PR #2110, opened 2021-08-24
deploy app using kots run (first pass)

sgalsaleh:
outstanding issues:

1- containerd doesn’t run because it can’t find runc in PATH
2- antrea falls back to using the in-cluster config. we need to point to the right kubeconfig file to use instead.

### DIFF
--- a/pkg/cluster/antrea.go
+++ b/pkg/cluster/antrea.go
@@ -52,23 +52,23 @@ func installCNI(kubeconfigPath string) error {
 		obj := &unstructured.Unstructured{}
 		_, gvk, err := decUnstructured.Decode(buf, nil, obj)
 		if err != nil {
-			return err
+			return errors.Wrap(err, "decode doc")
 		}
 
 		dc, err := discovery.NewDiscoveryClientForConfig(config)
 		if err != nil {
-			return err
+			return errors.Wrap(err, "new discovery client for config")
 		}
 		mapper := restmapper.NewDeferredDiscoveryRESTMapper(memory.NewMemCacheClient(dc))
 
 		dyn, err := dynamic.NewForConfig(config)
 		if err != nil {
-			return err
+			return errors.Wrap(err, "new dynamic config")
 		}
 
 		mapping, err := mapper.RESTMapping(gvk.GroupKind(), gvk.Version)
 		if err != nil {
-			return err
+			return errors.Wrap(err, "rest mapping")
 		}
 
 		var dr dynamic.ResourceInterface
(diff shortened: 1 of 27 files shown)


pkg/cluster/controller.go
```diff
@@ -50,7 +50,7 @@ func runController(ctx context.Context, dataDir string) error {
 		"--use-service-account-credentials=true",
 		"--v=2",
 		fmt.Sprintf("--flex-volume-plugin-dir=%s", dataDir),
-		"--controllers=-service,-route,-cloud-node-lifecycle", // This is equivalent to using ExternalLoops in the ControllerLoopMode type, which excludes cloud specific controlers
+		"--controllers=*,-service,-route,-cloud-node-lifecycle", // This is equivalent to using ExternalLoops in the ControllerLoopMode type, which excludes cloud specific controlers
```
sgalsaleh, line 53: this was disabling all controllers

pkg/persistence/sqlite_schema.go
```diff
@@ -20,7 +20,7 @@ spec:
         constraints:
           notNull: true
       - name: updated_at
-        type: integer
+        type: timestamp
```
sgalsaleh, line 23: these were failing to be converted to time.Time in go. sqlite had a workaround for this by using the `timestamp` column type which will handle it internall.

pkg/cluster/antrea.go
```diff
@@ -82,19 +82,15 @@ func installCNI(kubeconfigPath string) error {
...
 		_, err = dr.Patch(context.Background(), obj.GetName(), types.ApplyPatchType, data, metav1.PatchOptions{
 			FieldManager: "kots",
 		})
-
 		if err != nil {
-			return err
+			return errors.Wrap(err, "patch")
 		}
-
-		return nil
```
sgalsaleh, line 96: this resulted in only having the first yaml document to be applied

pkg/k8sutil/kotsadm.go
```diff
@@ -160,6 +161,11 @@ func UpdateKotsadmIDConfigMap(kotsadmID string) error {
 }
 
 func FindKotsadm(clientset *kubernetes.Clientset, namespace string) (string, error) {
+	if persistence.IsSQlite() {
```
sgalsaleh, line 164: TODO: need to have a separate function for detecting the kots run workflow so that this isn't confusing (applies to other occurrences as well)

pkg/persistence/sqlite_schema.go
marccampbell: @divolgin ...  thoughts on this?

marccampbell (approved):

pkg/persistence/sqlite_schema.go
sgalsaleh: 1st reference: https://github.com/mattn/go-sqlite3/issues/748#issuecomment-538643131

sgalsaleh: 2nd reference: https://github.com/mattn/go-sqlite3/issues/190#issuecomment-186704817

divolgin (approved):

--

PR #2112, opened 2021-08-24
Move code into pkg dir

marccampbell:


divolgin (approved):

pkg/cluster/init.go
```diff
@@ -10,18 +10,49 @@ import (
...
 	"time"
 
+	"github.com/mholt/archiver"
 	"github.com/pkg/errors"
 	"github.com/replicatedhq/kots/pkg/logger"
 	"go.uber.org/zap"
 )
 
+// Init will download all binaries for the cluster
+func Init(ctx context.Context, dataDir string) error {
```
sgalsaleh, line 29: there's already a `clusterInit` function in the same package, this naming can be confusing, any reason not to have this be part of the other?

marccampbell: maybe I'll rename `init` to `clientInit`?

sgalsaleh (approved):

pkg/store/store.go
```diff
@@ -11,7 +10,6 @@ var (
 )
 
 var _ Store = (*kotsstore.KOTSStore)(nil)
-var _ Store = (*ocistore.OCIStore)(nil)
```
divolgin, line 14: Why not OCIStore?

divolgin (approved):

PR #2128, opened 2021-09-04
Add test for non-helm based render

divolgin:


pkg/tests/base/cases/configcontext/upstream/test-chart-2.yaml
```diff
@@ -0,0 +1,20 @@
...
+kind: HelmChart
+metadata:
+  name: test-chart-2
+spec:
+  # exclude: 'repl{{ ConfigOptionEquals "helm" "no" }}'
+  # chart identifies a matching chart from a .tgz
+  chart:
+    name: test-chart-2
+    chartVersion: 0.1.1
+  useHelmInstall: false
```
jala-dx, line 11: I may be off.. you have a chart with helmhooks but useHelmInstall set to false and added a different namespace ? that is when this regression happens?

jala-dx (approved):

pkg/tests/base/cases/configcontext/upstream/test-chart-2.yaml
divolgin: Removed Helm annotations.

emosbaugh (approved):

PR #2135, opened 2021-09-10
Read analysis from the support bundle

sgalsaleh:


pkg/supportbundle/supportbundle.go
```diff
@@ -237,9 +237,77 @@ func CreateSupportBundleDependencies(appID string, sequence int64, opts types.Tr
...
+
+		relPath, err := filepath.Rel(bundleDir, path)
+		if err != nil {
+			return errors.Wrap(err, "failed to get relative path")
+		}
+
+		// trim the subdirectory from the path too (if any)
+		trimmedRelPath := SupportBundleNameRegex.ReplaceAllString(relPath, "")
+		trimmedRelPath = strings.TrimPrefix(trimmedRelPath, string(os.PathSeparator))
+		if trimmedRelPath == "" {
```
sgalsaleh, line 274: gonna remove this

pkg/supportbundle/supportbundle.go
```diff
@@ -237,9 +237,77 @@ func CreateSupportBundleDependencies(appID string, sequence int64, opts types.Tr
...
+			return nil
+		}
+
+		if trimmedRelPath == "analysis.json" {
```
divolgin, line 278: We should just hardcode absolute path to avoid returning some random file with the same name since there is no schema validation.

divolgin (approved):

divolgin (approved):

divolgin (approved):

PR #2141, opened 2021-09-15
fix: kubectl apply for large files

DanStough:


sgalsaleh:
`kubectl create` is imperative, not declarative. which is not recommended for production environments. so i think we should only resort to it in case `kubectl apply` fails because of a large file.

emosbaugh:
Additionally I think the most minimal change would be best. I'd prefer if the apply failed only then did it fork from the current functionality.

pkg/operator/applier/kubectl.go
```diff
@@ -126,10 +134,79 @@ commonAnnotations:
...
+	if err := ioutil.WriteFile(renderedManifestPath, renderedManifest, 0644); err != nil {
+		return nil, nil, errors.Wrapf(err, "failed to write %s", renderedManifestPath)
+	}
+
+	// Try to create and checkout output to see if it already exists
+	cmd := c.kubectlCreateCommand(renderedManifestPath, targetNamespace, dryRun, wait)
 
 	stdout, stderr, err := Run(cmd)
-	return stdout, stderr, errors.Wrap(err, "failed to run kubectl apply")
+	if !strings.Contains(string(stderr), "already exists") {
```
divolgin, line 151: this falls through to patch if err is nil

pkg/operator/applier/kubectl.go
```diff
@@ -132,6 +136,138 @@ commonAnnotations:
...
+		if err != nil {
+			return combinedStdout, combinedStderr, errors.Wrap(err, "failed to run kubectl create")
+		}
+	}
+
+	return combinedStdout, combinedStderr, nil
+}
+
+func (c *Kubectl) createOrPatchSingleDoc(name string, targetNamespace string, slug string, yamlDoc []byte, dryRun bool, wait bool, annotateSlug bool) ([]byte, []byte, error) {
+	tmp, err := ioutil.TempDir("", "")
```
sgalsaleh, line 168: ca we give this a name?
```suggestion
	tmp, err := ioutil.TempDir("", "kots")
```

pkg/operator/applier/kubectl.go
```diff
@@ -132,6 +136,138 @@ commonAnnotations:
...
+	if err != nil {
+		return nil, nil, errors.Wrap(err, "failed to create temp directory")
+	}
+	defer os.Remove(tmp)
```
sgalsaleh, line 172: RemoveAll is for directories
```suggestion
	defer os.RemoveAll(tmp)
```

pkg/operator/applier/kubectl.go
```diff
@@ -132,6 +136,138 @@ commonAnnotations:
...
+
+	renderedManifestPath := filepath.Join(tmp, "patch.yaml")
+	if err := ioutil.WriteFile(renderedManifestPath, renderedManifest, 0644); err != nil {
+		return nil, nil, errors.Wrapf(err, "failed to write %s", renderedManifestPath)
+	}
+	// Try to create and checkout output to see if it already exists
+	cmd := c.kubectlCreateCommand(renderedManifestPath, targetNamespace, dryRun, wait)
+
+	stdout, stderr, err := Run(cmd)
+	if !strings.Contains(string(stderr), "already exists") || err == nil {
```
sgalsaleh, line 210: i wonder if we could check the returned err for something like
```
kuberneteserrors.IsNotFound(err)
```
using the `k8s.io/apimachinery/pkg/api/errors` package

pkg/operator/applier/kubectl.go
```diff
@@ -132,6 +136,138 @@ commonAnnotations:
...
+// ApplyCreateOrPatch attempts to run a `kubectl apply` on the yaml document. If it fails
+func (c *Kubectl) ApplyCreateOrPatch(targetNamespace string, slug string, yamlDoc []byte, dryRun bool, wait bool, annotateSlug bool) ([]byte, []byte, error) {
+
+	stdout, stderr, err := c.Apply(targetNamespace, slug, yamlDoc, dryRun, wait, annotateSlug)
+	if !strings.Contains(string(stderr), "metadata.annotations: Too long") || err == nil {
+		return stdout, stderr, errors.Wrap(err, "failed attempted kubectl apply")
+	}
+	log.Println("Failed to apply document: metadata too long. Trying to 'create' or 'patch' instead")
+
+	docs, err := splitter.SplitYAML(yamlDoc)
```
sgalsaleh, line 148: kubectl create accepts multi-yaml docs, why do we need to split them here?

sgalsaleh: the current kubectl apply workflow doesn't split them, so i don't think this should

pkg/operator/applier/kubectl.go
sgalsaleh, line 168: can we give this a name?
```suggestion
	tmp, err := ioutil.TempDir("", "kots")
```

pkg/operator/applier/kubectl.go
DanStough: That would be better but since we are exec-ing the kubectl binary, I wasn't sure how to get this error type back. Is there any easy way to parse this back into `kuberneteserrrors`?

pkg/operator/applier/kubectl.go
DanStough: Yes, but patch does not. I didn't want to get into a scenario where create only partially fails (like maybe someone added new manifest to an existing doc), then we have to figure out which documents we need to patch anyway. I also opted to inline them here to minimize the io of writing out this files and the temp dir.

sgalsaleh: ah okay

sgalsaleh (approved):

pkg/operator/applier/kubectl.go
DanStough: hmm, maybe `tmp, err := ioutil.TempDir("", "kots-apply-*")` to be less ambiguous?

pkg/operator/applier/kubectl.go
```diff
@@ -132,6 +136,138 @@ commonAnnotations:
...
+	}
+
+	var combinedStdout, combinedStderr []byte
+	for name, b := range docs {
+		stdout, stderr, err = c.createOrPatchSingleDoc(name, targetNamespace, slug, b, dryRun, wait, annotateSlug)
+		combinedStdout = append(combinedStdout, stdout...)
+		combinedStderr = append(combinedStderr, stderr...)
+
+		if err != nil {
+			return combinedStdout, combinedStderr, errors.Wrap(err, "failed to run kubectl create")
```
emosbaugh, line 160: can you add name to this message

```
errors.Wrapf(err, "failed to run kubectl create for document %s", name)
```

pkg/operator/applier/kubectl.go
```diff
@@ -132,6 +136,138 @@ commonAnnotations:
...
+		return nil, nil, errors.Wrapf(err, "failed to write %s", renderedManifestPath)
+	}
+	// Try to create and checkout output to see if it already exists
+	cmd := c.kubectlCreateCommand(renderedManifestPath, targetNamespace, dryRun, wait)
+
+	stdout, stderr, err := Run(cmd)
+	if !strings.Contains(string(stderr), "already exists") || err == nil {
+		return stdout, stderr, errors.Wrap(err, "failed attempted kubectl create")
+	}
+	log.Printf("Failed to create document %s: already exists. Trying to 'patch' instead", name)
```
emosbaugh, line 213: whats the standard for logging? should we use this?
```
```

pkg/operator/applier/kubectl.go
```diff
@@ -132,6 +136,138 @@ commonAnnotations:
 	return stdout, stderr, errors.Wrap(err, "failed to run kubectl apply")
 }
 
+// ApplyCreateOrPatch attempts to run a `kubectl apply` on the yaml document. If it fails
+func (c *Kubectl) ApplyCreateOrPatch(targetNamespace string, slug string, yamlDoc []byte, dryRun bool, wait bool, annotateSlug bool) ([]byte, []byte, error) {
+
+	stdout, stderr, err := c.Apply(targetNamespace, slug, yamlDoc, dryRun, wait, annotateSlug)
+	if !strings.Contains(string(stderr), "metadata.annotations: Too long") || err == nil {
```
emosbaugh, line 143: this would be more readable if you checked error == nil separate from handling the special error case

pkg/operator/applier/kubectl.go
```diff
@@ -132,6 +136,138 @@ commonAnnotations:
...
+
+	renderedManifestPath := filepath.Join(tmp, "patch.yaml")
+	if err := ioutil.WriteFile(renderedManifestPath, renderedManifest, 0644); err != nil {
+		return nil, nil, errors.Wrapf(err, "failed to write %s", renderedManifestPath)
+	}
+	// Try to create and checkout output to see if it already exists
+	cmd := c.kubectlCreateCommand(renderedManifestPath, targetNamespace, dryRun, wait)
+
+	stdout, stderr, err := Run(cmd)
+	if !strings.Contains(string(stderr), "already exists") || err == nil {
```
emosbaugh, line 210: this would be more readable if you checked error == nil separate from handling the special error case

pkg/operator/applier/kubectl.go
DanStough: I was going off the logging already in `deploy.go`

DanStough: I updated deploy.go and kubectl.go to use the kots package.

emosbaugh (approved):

What is needed:
Produce a word-for-word copy of everything above from the line holding "PR #2110, opened 2021-08-24" down to the line holding "(diff shortened: 1 of 27 files shown)", with both of those lines kept.

Response area:
PR #2110, opened 2021-08-24
deploy app using kots run (first pass)

sgalsaleh:
outstanding issues:

1- containerd doesn’t run because it can’t find runc in PATH
2- antrea falls back to using the in-cluster config. we need to point to the right kubeconfig file to use instead.

### DIFF
--- a/pkg/cluster/antrea.go
+++ b/pkg/cluster/antrea.go
@@ -52,23 +52,23 @@ func installCNI(kubeconfigPath string) error {
 		obj := &unstructured.Unstructured{}
 		_, gvk, err := decUnstructured.Decode(buf, nil, obj)
 		if err != nil {
-			return err
+			return errors.Wrap(err, "decode doc")
 		}
 
 		dc, err := discovery.NewDiscoveryClientForConfig(config)
 		if err != nil {
-			return err
+			return errors.Wrap(err, "new discovery client for config")
 		}
 		mapper := restmapper.NewDeferredDiscoveryRESTMapper(memory.NewMemCacheClient(dc))
 
 		dyn, err := dynamic.NewForConfig(config)
 		if err != nil {
-			return err
+			return errors.Wrap(err, "new dynamic config")
 		}
 
 		mapping, err := mapper.RESTMapping(gvk.GroupKind(), gvk.Version)
 		if err != nil {
-			return err
+			return errors.Wrap(err, "rest mapping")
 		}
 
 		var dr dynamic.ResourceInterface
(diff shortened: 1 of 27 files shown)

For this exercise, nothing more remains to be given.